PFN_LIST_CORRUPT (4e)
Typically caused by drivers passing bad memory descriptor lists (ie: calling
MmUnlockPages twice with the same list, etc).  If a kernel debugger is
available get the stack trace.
Arguments:
Arg1: 000000000000009a, 
Arg2: 00000000003cb003
Arg3: 0000000000000003
Arg4: 0000000000000000

nt!KeBugCheckEx
nt!MiBadRefCount+0x4f
nt!MiRemoveLockedPageChargeAndDecRef+0x251
nt!MiDeletePerSessionProtos+0x12ad4c
nt!MiFreeSubsectionProtos+0x1c
nt!MiDereferencePerSessionProtos+0x8c
nt!MiDeleteVad+0x9f6
nt!MiUnmapVad+0x49
nt!MiCleanVad+0x30
nt!MmCleanProcessAddressSpace+0x137
nt!PspRundownSingleProcess+0x20c
nt!PspExitThread+0x5f6
nt!KiSchedulerApcTerminate+0x38
nt!KiDeliverApc+0x487
nt!KiInitiateUserApc+0x70
nt!KiSystemServiceExit+0x9f
0x00007ffd`e54f9014

3: kd> !pfn 3cb003
    PFN 003CB003 at address FFFFF8800B610090
    flink       FFFFFFFFF  blink / share count 0042DD14  pteaddress FFFF9A0ED25FFE50
    reference count 0000    used entry count  0080      Cached    color 0   Priority 5
    restore pte DC8D412C0C800480  containing page 3D39FD  Modified   MP      
    Modified Shared   

What’s the context here? Is this just some random system or is this while testing your driver?

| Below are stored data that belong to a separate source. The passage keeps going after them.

PR #2347, opened 2019-10-14
Added logger to UseWebjobsStartup and UseExternalStartup

madelinegordon:


src/Microsoft.Azure.WebJobs.Host/Hosting/ServiceCollectionDecorator.cs
```diff
@@ -0,0 +1,98 @@
...
+
+using System;
+using System.Collections;
+using System.Collections.Generic;
+using System.Linq;
+using Microsoft.Extensions.DependencyInjection;
+
+namespace Microsoft.Azure.WebJobs.Host.Hosting
+{
+    public class ServiceCollectionDecorator : IServiceCollection, ITrackingServiceCollection
```
brettsam: Make this `internal`.

src/Microsoft.Azure.WebJobs.Host/Hosting/ITrackingServiceCollection.cs
```diff
@@ -0,0 +1,18 @@
+﻿// Copyright (c) .NET Foundation. All rights reserved.
+// Licensed under the MIT License. See License.txt in the project root for license information.
+
+using System.Collections.Generic;
+using Microsoft.Extensions.DependencyInjection;
+
+
+namespace Microsoft.Azure.WebJobs.Host.Hosting
+{
+    interface ITrackingServiceCollection
```
brettsam: Explicitly make this `internal`.

src/Microsoft.Azure.WebJobs.Host/Hosting/ITrackingServiceCollection.cs
```diff
@@ -0,0 +1,18 @@
...
+    {
+        IServiceCollection ServiceCollection { get; set; }
+
+        List<ServiceDescriptor> Diff { get; }
```
brettsam: It looks like this is used in an iterator only, so make this `IEnumerable<ServiceDescriptor>`.

src/Microsoft.Azure.WebJobs.Host/Hosting/ServiceCollectionDecorator.cs
```diff
@@ -0,0 +1,98 @@
...
+
+        public List<ServiceDescriptor> Diff { get; private set; } // tracks any service collection modification.
+
+        public ServiceCollectionDecorator(IServiceCollection serviceCollection)
+        {
+            ServiceCollection = serviceCollection;
+            Diff = new List<ServiceDescriptor>();
+        }
+
+        public ServiceDescriptor this[int index] { get => ServiceCollection[index]; set => throw new NotImplementedException(); }
```
brettsam: I think the setter here should do `ServiceCollection[index] = value`

src/Microsoft.Azure.WebJobs.Host/Hosting/ServiceCollectionDecorator.cs
```diff
@@ -0,0 +1,98 @@
...
+        {
+            Diff.Clear();
+        }
+
+        private void TryAdd(ServiceDescriptor item)
+        {
+            if (!Diff.Any(x => x.ServiceType == item.ServiceType)) {
+                Diff.Add(item);
+            }
+        }
```
brettsam: We probably shouldn't filter here -- it's legal to register multiple `ServiceDescriptor`s for the same `ServiceType`. The last one will "win", and it'd be good to have the true representation. Unless this hit a snag somewhere...

src/Microsoft.Azure.WebJobs.Host/Hosting/WebJobsBuilder.cs
```diff
@@ -12,9 +13,10 @@ internal class WebJobsBuilder : IWebJobsBuilder
     {
         public WebJobsBuilder(IServiceCollection services)
         {
-            Services = services ?? throw new ArgumentNullException(nameof(services));
+            if (services == null) { throw new ArgumentNullException(nameof(services)); } 
+            Services = new ServiceCollectionDecorator(services);
```
brettsam: nit -- can you do `Services = new ServiceCollectionDecorator(services) ?? throw new ArgumentNullException(nameof(services));`

src/Microsoft.Azure.WebJobs.Host/Hosting/WebJobsBuilderExtensions.cs
```diff
@@ -58,22 +61,72 @@ public static IWebJobsBuilder UseHostId(this IWebJobsBuilder builder, string hos
...
+                    {
+                        implementation = service.ImplementationType.FullName;
+                    }
+                    else if (service.ImplementationFactory != null)
+                    {
+                        implementation = "Using ImplementationFactoy";
+                    }
+                 
+                    string lifetime = service.Lifetime.ToString(); 
+                    logger.LogInformation("Service type: {serviceName}, Implementation: {implementation}, Registered with lifetime: {lifetime}", serviceName, implementation, lifetime);
```
brettsam: I would make this `LogDebug`. We'll see it in Kusto then, but customers won't see it by default. I've seen some people that register dozens of services, so logging as Info could be overload.

brettsam: Couple of suggestions on the message:
1. Instead of `Implementation: {implementation}`, you can do something like `{registeredServiceString}` and when you build it up, make the whole string be `Instance: {instanceType}` or `Implementation: {implemenationType}` or `Factory`.
2. My opinion -- I think we should compact this and format all of them into a single message using a `StringBuilder`. It'll be easier to find in the logs.

Something like: 
```
Services registered by external startup:
  {serviceName}, {registeredServiceString}, {lifetime}
  {serviceName}, {registeredServiceString}, {lifetime}
  {serviceName}, {registeredServiceString}, {lifetime}
```

brettsam: Oh another thing here -- we should log this with an EventId as that greatly improves querying in kusto. You should just be able to use the LogInformation overload that takes an event. and make it something like `new EventId(500, "ExternalStartupServices")`

src/Microsoft.Azure.WebJobs.Host/Hosting/WebJobsBuilderExtensions.cs
```diff
@@ -58,22 +61,72 @@ public static IWebJobsBuilder UseHostId(this IWebJobsBuilder builder, string hos
...
+                startup.Configure(builder);
+            }
+            else
+            {
+                ConfigureAndLogUserConfiguredServices(startup, builder, logger);      
+            }
             return builder;
         }
 
+        private static void ConfigureAndLogUserConfiguredServices(IWebJobsStartup startup, IWebJobsBuilder builder, ILogger logger)
```
brettsam: Rather than receive an `ILogger`, I think we should take an `ILoggerFactory` (there's a `NullLoggerFactory.Instance` as well). That way, we control what the category of that logger is.

Then down here we can call `loggerFactory.CreateLogger<ServiceCollectionDecorator>` and we'll then be in control of exactly what the category is.

src/Microsoft.Azure.WebJobs.Host/Hosting/WebJobsBuilderExtensions.cs
```diff
@@ -58,22 +61,72 @@ public static IWebJobsBuilder UseHostId(this IWebJobsBuilder builder, string hos
...
+                    else if (service.ImplementationFactory != null)
+                    {
+                        implementation = "Using ImplementationFactoy";
+                    }
+                 
+                    string lifetime = service.Lifetime.ToString(); 
+                    logger.LogInformation("Service type: {serviceName}, Implementation: {implementation}, Registered with lifetime: {lifetime}", serviceName, implementation, lifetime);
+                }
+
+                tracker.ResetTracking();
```
brettsam: Do we need to do this here? If not, can we remove this API from the interface?

src/Microsoft.Azure.WebJobs.Host/Hosting/ITrackingServiceCollection.cs
brettsam: Let's call this something other than `Diff` -- maybe `ExternalServices`?

brettsam (commented):
Nice! I have a bunch of nitpicky comments -- let me know if you have questions on any of them.

src/Microsoft.Azure.WebJobs.Host/Hosting/ITrackingServiceCollection.cs
fabiocav: `TrackedServices` or `TrackedChanges` would be my recommendation

src/Microsoft.Azure.WebJobs.Host/Hosting/ServiceCollectionDecorator.cs
```diff
@@ -0,0 +1,98 @@
...
+using System.Linq;
+using Microsoft.Extensions.DependencyInjection;
+
+namespace Microsoft.Azure.WebJobs.Host.Hosting
+{
+    public class ServiceCollectionDecorator : IServiceCollection, ITrackingServiceCollection
+    {
+        public IServiceCollection ServiceCollection { get; set; }
+
+        public List<ServiceDescriptor> Diff { get; private set; } // tracks any service collection modification.
```
fabiocav: Same comment on naming (something like `TrackedChanges` would be appropriate here)

src/Microsoft.Azure.WebJobs.Host/Hosting/ServiceCollectionDecorator.cs
fabiocav: 👍

src/Microsoft.Azure.WebJobs.Host/Hosting/ServiceCollectionDecorator.cs
fabiocav: Also change the type name to `TrackedServiceCollection`

src/Microsoft.Azure.WebJobs.Host/Hosting/ServiceCollectionDecorator.cs
```diff
@@ -0,0 +1,98 @@
...
+
+        public ServiceCollectionDecorator(IServiceCollection serviceCollection)
+        {
+            ServiceCollection = serviceCollection;
```
fabiocav: perform a `null` check here.

src/Microsoft.Azure.WebJobs.Host/Hosting/WebJobsBuilder.cs
fabiocav: Not sure the above would work... the `null` coalescing operator here wouldn't evaluate to `null` here (you'd just end up with the null exception from the constructor when it validates its arguments)

fabiocav: my nit here would be to match the following for consistency:
``` csharp
if (services == null) 
{ 
    throw new ArgumentNullException(nameof(services)); 
} 
```

src/Microsoft.Azure.WebJobs.Host/Hosting/WebJobsBuilder.cs
```diff
@@ -12,9 +13,10 @@ internal class WebJobsBuilder : IWebJobsBuilder
...
         }
 
-        public IServiceCollection Services { get; }
+        public IServiceCollection Services { get; }
```
fabiocav: Empty trailing spaces

src/Microsoft.Azure.WebJobs.Host/Hosting/WebJobsBuilderExtensions.cs
```diff
@@ -58,22 +61,72 @@ public static IWebJobsBuilder UseHostId(this IWebJobsBuilder builder, string hos
...
+                ConfigureAndLogUserConfiguredServices(startup, builder, logger);      
+            }
             return builder;
         }
 
+        private static void ConfigureAndLogUserConfiguredServices(IWebJobsStartup startup, IWebJobsBuilder builder, ILogger logger)
+        {
+            ITrackingServiceCollection tracker = builder.Services as ITrackingServiceCollection;
+
+            if (tracker != null)
```
fabiocav: Change to:
```
if (builder.Services is ITrackingServices tracker)
```

src/Microsoft.Azure.WebJobs.Host/Hosting/WebJobsBuilderExtensions.cs
```diff
@@ -58,22 +61,72 @@ public static IWebJobsBuilder UseHostId(this IWebJobsBuilder builder, string hos
...
+            {
+                startup.Configure(builder);
+
+                foreach (ServiceDescriptor service in tracker.Diff)
+                {
+                    string serviceName = service.ServiceType.FullName;
+                    string implementation = "";
+                    if (service.ImplementationInstance != null)
+                    {
+                        implementation = service.ImplementationInstance.GetType().FullName + "[instance]";
```
fabiocav: nit: add a space before ` [instance]`

src/Microsoft.Azure.WebJobs.Host/Hosting/WebJobsBuilderExtensions.cs
```diff
@@ -58,22 +61,72 @@ public static IWebJobsBuilder UseHostId(this IWebJobsBuilder builder, string hos
...
+                    }
+                    else if (service.ImplementationType != null)
```
fabiocav: check implementation type first (more common case)

src/Microsoft.Azure.WebJobs.Host/Hosting/WebJobsBuilderExtensions.cs
fabiocav: I like the suggestion. The one thing I'd add is the external startup type name to the header.

src/Microsoft.Azure.WebJobs.Host/Hosting/WebJobsBuilderExtensions.cs
fabiocav: You need to be able to reset tracking with every iteration (every startup), correct?

src/Microsoft.Azure.WebJobs.Host/Hosting/ITrackingServiceCollection.cs
madelinegordon: > It looks like this is used in an iterator only, so make this `IEnumerable<ServiceDescriptor>`.

In ServiceCollectionDecorator, Add, Remove, and Clear are called on the object. Is this suggestion to make this an IEnumerable here in the interface and then cast to a List in the decorator?

src/Microsoft.Azure.WebJobs.Host/Hosting/WebJobsBuilder.cs
madelinegordon: > my nit here would be to match the following for consistency:
> 
> ```cs
> if (services == null) 
> { 
>     throw new ArgumentNullException(nameof(services)); 
> } 
> ```
I am not sure I understand fully--is this a formatting nit? Or something else that I am missing?

src/Microsoft.Azure.WebJobs.Host/Hosting/WebJobsBuilderExtensions.cs
madelinegordon: Yes, tracking should be reset so that only newly added services on startup are logged.

src/Microsoft.Azure.WebJobs.Host/Hosting/WebJobsBuilder.cs
brettsam: Oh right, duh. 

@madelinegordon -- yeah, it's formatting, we put curly braces on newlines by themselves. I think we even have a build step that will log warnings if you don't do that (but maybe not in this repo?)

madelinegordon: Ooh okay, good to know. Thank you!

src/Microsoft.Azure.WebJobs.Host/Hosting/WebJobsBuilderExtensions.cs
madelinegordon: That makes sense--I have one question though. If the logger is created within the scope of UseWebjobsStartup, how will I be able to access it in order to test that the expected services were logged? Is there an accessor to a factory's loggers?

brettsam: We have a `TestLoggerProvider` in the test code. So you create a `LoggerFactory`, add the test logger provider, then pass that `LoggerFactory` into your test. That will track Loggers created, all log messages, etc. If you search in the test code for where we use `TestLoggerProvider` you should find some examples.

madelinegordon: Ooh okay, I had tried that but registered a logger with the provider instead of using provider.GetAllLogMessages. Thank you!

src/Microsoft.Azure.WebJobs.Host/Hosting/WebJobsBuilderExtensions.cs
brettsam: Ahh, right.

madelinegordon:
@brettsam @fabiocav I have updated the PR and addressed all comments that were there so far--let me know if there is anything else you find to be updated. Otherwise, will just need your approval (although it looks like there isn't a policy requiring an official approval in this repo). Thanks!

src/Microsoft.Azure.WebJobs.Host/Hosting/ServiceCollectionDecorator.cs
```diff
@@ -0,0 +1,100 @@
...
+        public IServiceCollection ServiceCollection { get; set; }
+
+        public IEnumerable<ServiceDescriptor> TrackedCollectionChanges // tracks any service collection modification.
+        {
+            get
+            {
+                return _trackedChanges as IEnumerable<ServiceDescriptor>;
+            }
+            private set { }
+        }
```
brettsam: For this you should be able to just do (it just makes it shorter).

` public IEnumerable<ServiceDescriptor> TrackedCollectionChanges => _trackedChanges;`

src/Microsoft.Azure.WebJobs.Host/Hosting/ServiceCollectionDecorator.cs
```diff
@@ -0,0 +1,100 @@
...
+
+        private List<ServiceDescriptor> _trackedChanges { get; set; }
```
brettsam: nit: move private fields up to the top of the class.

src/Microsoft.Azure.WebJobs.Host/Hosting/WebJobsBuilderExtensions.cs
```diff
@@ -58,22 +62,77 @@ public static IWebJobsBuilder UseHostId(this IWebJobsBuilder builder, string hos
...
+            {
+                if (tracker != null)
+                {
+                    startup.Configure(builder);
+                    StringBuilder sb = new StringBuilder("Services registered by external startup type " + startup.GetType().ToString() + ":");
+
+                    foreach (ServiceDescriptor service in tracker.TrackedCollectionChanges)
+                    {
+                        string serviceName = "Service name: " + service.ServiceType.FullName;
+                        StringBuilder registeredService = new StringBuilder(", Implementation: ");
```
brettsam: Some logging string nits :-)

1. Don't create a new `StringBuilder` here -- use the existing one `sb` from above.
2. Rather than storing a separate string here for `serviceName` -- just append it. It'll make it a little easier to follow. (see below)
3. Saying "Service name" on every line isn't required as we'll understand it -- and it's mostly for debugging so we can be a little short with it. (see below)
4. Rather than doing "[instance]" -- just replace "Implementation" with "Instance" on those lines. (see below)
5. Use `sb.AppendLine()` -- which I think will use the right line feed mechanics, depending on Linux/Windows. Similarly, I'd use explicit spaces rather than `\t`.

So you can start each line with with:
`sb.AppendLine($"  {service.ServiceType.FullName}: ");` (note just 2 spaces here)

Then depending on whether Implemention/Instance/Factory:
`sb.Append($"Implementation: {service.ImplementationType.FullName}");`
...
`sb.Append($"Instance: {service.ImplementationInstance.GetType().FullName}");`
...
`sb.Append("Factory");`

src/Microsoft.Azure.WebJobs.Host/Hosting/WebJobsBuilderExtensions.cs
```diff
@@ -58,22 +62,77 @@ public static IWebJobsBuilder UseHostId(this IWebJobsBuilder builder, string hos
...
+                        }
+                        else if (service.ImplementationFactory != null)
+                        {
+                            registeredService.Append("Using ImplementationFactory");
+                        }
+
+                        string lifetime = ", Lifetime: " + service.Lifetime.ToString();
+                        sb.Append("\n\t" + serviceName + registeredService.ToString() + lifetime);
+                    }
+                    logger.LogDebug(sb.ToString(), new EventId(500, "ExternalStartupServices"));
```
brettsam: `EventId` needs to be the first parameter here. -- there's an overload that allows for `object` to be passed, which is why this is working, but the event wouldn't get picked up by kusto.

src/Microsoft.Azure.WebJobs.Host/Hosting/ServiceCollectionDecorator.cs
```diff
@@ -0,0 +1,100 @@
...
+
+using System;
+using System.Collections;
+using System.Collections.Generic;
+using System.Linq;
+using Microsoft.Extensions.DependencyInjection;
+
+namespace Microsoft.Azure.WebJobs.Host.Hosting
+{
+    internal class ServiceCollectionDecorator : IServiceCollection, ITrackedServiceCollection
```
brettsam: Another tiny nit -- maybe call this `TrackedServiceCollection`? We typically don't use `Decorator`, even if the class is a decorator. Better to describe what it's being used for.

brettsam (commented):
Some naming/string nits -- functionally looks good!

src/Microsoft.Azure.WebJobs.Host/Hosting/ServiceCollectionDecorator.cs
fabiocav: I had that feedback, with the exact name, in a previous commend :)

src/Microsoft.Azure.WebJobs.Host/Hosting/WebJobsBuilderExtensions.cs
madelinegordon: I think AppendLine adds a newline to the end of the string, so could use with the first and last strings. Otherwise, I have addressed the rest of the comments. Thanks Brett!

src/Microsoft.Azure.WebJobs.Host/Hosting/WebJobsBuilderExtensions.cs
```diff
@@ -58,22 +61,76 @@ public static IWebJobsBuilder UseHostId(this IWebJobsBuilder builder, string hos
...
+            if (builder.Services is ITrackedServiceCollection tracker)
+            {
+                if (tracker != null)
+                {
+                    startup.Configure(builder);
+                    StringBuilder sb = new StringBuilder("Services registered by external startup type " + startup.GetType().ToString() + ":");
+
+                    foreach (ServiceDescriptor service in tracker.TrackedCollectionChanges)
+                    {
+                        sb.Append($"\n {service.ServiceType.FullName}: ");
```
brettsam, line 110: Does this appear properly formatted? Should it be "\r\n"? https://docs.microsoft.com/en-us/dotnet/api/system.environment.newline?view=netframework-4.8#property-value.

madelinegordon: Yes, you are right! I will create a bug fix.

@“Scott_Noone_(OSR)” said:
What’s the context here? Is this just some random system or is this while testing your driver?

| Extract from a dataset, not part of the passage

PR #2351, opened 2019-10-17
setting defaults for queueOptions based on the sku

### LINKED ISSUE #2339: Storage Queues Binding: Apply defaults based on environment capabilities and SKU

Honestly, I’m not sure if this issue is caused by my driver because I can’t see any information related to non-Microsoft drivers in this stack, and the problem is not consistently reproducible. At the moment, I can only suspect that there may be some flaws in my own driver

@“Scott_Noone_(OSR)” said:
What’s the context here? Is this just some random system or is this while testing your driver?

Moreover, I cannot reproduce this issue in my own environment. Otherwise, perhaps I could try to locate the problem through some more cumbersome methods, such as individually pausing my drivers or recording all the mdl operations within them.

You really have to assume it is your code that is causing this. Its the default hypothesis. Corruption issues generally are not kind enough to crap out with your driver in the stack. So the approach I generally take is to use logging to understand what my crappy code was doing when the system crashed. Either the full ETW nonsense or the much less awful IFR can be useful. Both are lightweight enough to not massively disturb the runtime characteristics of your code.

1 Like

Does your driver do anything funky with MDLs? If yes now would also be a good opportunity to review that code.

@“Scott_Noone_(OSR)” said:
Does your driver do anything funky with MDLs? If yes now would also be a good opportunity to review that code.

I’m not entirely sure because this may involve seven or eight drivers. I only have knowledge of a part of them, and my own environment cannot reproduce the issue (the problem itself also occurs randomly, so it’s inconvenient to pinpoint which specific driver might be causing the problem). That’s why I’m wondering if it’s possible to extract some clues from the dump, even if it helps narrow down the scope of investigation a bit.

Not really…A process is exiting and tearing down its virtual address space. In doing so it finds an in use page with a reference count of zero. I’d look at anywhere in the code that calls MmUnlockPages or modifies Irp->MdlAddress. Other than that you could try enabling Verifier on ntoskrnl.exe and see if that gets you anywhere.

@“Scott_Noone_(OSR)” said:
Not really…A process is exiting and tearing down its virtual address space. In doing so it finds an in use page with a reference count of zero. I’d look at anywhere in the code that calls MmUnlockPages or modifies Irp->MdlAddress. Other than that you could try enabling Verifier on ntoskrnl.exe and see if that gets you anywhere.

Thanks a lot for your suggestion. It seems that I’ll need to set aside some time to check each driver individually.